Replication happens at partition level.

31
Q

What is leader of partiton?

A

When a partition is created with n replication factor then one replica is assigned the role of a leader replica. The writes and reads for that partition will go to the leader of that partition.

32
Q

What is a message in Kafka?

A

1) A unit of data in Kafka is message.
2) Message with same key are written to same partition.
3)

33
Q

What happens if key is null?

A

If key is null then Kafka will send it randomly to all partitions in load balanced way to make sure partitions are equally loaded.

34
Q

What is the role of key in Kafka?

A

The role of key is only to decide the partition and after that there is no role of key.

35
Q

Which are important configuration in zookeeper?

A

dataDir=path
Where zookeeper will store metadata about cluster, topics and such
clientPort=port
Brokers will connect with zookeeper using this port

36
Q

Replication count is restricted by which value?

A

Replication count is restricted by broker count.

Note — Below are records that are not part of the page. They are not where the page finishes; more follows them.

PR #798, opened 2024-09-25
Database Column Comments as Metadata Storage – Part 2

nablaone:
This PR changes the way we store metadata in column comments. Now we store it as a structure. 

Screenshot 2024-09-25 at 14 52 59

### DIFF
--- a/quesma/comment_metadata/comment_metadata.go
+++ b/quesma/comment_metadata/comment_metadata.go
@@ -40,7 +40,7 @@ func UnmarshallCommentMetadata(s string) (*CommentMetadata, error) {
 	groups := rx.FindStringSubmatch(s)
 
 	if len(groups) == 0 {
-		return nil, fmt.Errorf("quesma metadata not found")
+		return nil, nil // no metadata, we return nil here, that's not an error
 	}
 
 	if len(groups) != 3 {
--- a/quesma/comment_metadata/comment_metadata.go
+++ b/quesma/comment_metadata/comment_metadata.go
@@ -1,0 +1,76 @@
+// Copyright Quesma, licensed under the Elastic License 2.0.
+// SPDX-License-Identifier: Elastic-2.0
+package comment_metadata
+
+import (
+	"fmt"
+	"net/url"
+	"regexp"
+)
+
+const ElasticFieldName = "fieldName"
+
+const commentMetadataVersion = "1"
+const metadataPrefix = "quesmaMetadata:"
+const versionParameter = "v"
+
+type CommentMetadata struct {
+	Values map[string]string
+}
+
+func NewCommentMetadata() *CommentMetadata {
+	return &CommentMetadata{
+		Values: make(map[string]string),
+	}
+}
+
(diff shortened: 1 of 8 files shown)


quesma/comment_metadata/comment_metadata.go
```diff
@@ -0,0 +1,76 @@
...
+
+import (
+	"fmt"
+	"net/url"
+	"regexp"
+)
+
+const ElasticFieldName = "fieldName"
+
+const commentMetadataVersion = "1"
```
mieciu, line 13:
```suggestion
const metadataVersion = "1"
```
I think in this place `comment` is a little confusing

quesma/comment_metadata/comment_metadata.go
```diff
@@ -0,0 +1,76 @@
...
+const metadataPrefix = "quesmaMetadata:"
+const versionParameter = "v"
```
mieciu, line 15: I think  we could ditch this additional const `versionParameter` and just use `metadataVersion` and let it be `v1`  for simplicity. parsing will become more clear

mieciu (changes requested):
I think metadata version should be part of the metadata prefix instead of being a special metadata item

quesma/schema/registry.go
```diff
@@ -201,7 +202,15 @@ func (s *schemaRegistry) populateSchemaFromTableDefinition(definitions map[strin
 				// if field encodings are not coming from ingest e.g. encodings map
 				// is empty, read them from persistent storage, e.g. column comment
 			} else if len(column.Comment) > 0 {
-				propertyName = FieldName(column.Comment)
+				propertyName = FieldName(column.Name)
+				metadata, err := comment_metadata.UnmarshallCommentMetadata(column.Comment)
+				if err != nil {
+					logger.Warn().Msgf("error unmarshalling column '%s' (table: %s)  comment metadata: %s %v", indexName, column.Name, column.Comment, err)
+				} else {
+					if fieldName, ok := metadata.Values[comment_metadata.ElasticFieldName]; ok {
```
mieciu, line 210: I know this becomes a little if-ology but do if unmarshalling went fine and `metadata.Values` doesn't contain  `comment_metadata.ElasticFieldName` should we log this as something **really** strange ?

to reduce if's maybe you could use
```go
if metadata, err := comment_metadata.UnmarshallCommentMetadata(column.Comment); err == nil {
```

mieciu: Now that I think about it - perhaps we should provide a little facade method and let this logic live in
`metadata.getElasticsearchFieldName` ? 🤔 
Just a suggestion, not really a request.

nablaone: We don't keep in a schema any issues occurred while reading the table definition. In this case, if we cannot parse the metadata, we will expose that column with the default name. This can be confusing for the end user. 

We should log a warning if the format is invalid only. I'll change it.

mieciu (commented):
So it's `quesmaMetadataV1:...`now, nice!

mieciu (approved):
👍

You cannot have more replication count than broker count.

37
Q

How to create cluster of Kafka?

A

All the brokers that connect to same zookeeper will be part of same cluster.

38
Q

Basic of Kafka cluster and controller?

A

In a Kafka cluster, one broker is assigned role of Controller. Controller is responsible for administrative operations.

39
Q

What are responsibilities of Controller node of cluster?

A

Controller node does administrative jobs like:

1) Assigning partitions to brokers
2) Monitoring brokers for failure in cluster

40
Q

Types of Kafka Clusters

A

1) Single node - Single Broker
2) Single Node - Multiple Broker
3) Multiple Node - Multiple Broker

41
Q

Kafka can be used in how many perspectives?

A

1) Stream Processing System
2) Near Real time system
3) Offline-Processing system/Batch processing

42
Q

Can consumer also be a producer ?

A

Yes. They can be different components of a service.